Independence here cannot really be compared with the classical notion of stochastic independence. The Markov property states in your setting that $$P[X_t \in A | X_{s_1} = x_1, X_{s_2} = x_2,...., X_{s_n} = x_n, X_s = x] = P[X_t \in A | X_{s} = x].$$ Which can be translated to: Whatever happened to the Markov chain before time point $s$ cannot be used to deduce what will happen at time point $t$ or: The Markov chain is a random process that only sees the point it is standing at the moment, when going to the next point.

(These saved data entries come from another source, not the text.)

PR #3126, opened 2024-04-15
refactor: rewrite sudtValueToAmount with formatUnit in neuron-ui

twhy:


Keith-CY (approved):

packages/neuron-ui/src/utils/formatters.ts
```diff
@@ -236,45 +237,18 @@ export const sudtValueToAmount = (
...
-      .join('')}${decimalFraction}`
-  }
-  return `${sign}${+unsignedSUDTValue === 0 ? '0' : unsignedSUDTValue}`
+  const val = value === null || Number.isNaN(+value) ? '0' : value
+  const [int, dec = ''] = formatUnit(val, +decimal).split('.')
+  const fmt = new Intl.NumberFormat('en-US', {
+    useGrouping: showCommaSeparator,
+    signDisplay: showPositiveSign ? 'always' : 'auto',
+  })
+  return `${fmt.format(int as any)}${dec ? `.${dec}` : ''}`
```
homura, line 251:
```suggestion
  // use any type to avoid TS errors since string is not listed in the args IntlFormatter.prototype.format definition but it works
  return `${fmt.format(int as any)}${dec ? `.${dec}` : ''}`
```

homura (approved):

PR #3128, opened 2024-04-17
refactor: rewrite shannonToCKBFormatter with formatUnit

twhy:
The third param `delimiter: string = ','` has been replaced by `showCommaSeparator = true` to make things simpler.

PR #3129, opened 2024-04-17
refactor: rewrite shannonToCKBFormatter with formatUnit

twhy:
1. The third param `delimiter: string = ','` has been replaced by `showCommaSeparator = true` to make things simpler.
2. `showPositiveSign = true` takes effect ONLY when shannon value is > 0 . @Keith-CY


homura:
Only one line was changed compared to the last PR at #3128 

```diff
- signDisplay: showPositiveSign ? 'always' : 'auto',
+ signDisplay: showPositiveSign && +shannon > 0 ? 'always' : 'auto',
```

Since it's a small change, you don't need to close and reopen a new one. You can commit the change after commenting on it. GitHub will mark the previous comment as outdated if you modify the code

twhy:
The unit tests pass on Node.js 20 but not  Node.js 18. I will fix this.

twhy:
## Problem Description
`Intl.NumberFormat.prototype.format()` 
1. DOES NOT format very large number properly in Node.js 18.x (**V8 10.2**).
2. Function properly in Node.js 20.x (**V8 11.3**) and Chromium 120+, **V8 12.x**. 

See it in previous comment.
Keep it simple: **It function property in V8 11.3+**

## Can the code in this PR run properly ?
**YES**.
The code is in `neuron-ui` which run in Chromium 120, **V8.12.x**, and it works as expected.
See it in the screenshot in previous comment.

## Why the Unit Tests workflow failed ?
Unit Tests workflow is run in Node.js 18.12.0 (**V8 10.2**). 
See it in Problem Description.

## How to fix it ?
### Solution 1
1. Upgrade Electron to version 29
2. Update Unit Tests workflow to use Node.js 20.x

### Solution 2
1. Keep using Electron 28.1
2. Split Unit Tests workflow into two workflows
   - Unit tests in `neuron-ui` runs in Node.js 20.x
   - Unit tests in `neuron-wallet` runs in Node.js 18.x

## Support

The event $X_t \in A$ can be replaced by $X_t - X_s + x \in A$. $X_t - X_s$ is now one of the stochastically independent random increments, which makes it especially independent of $X_{s_1},...X_{s_n}$, but not of $X_s$, since $X_s$ clearly appears in $X_t - X_s$. A standard statement in conditional probability is: $P(X \in \cdot | Y=y) = P(X \in \cdot)$, if $X,Y$ are stochastically independent.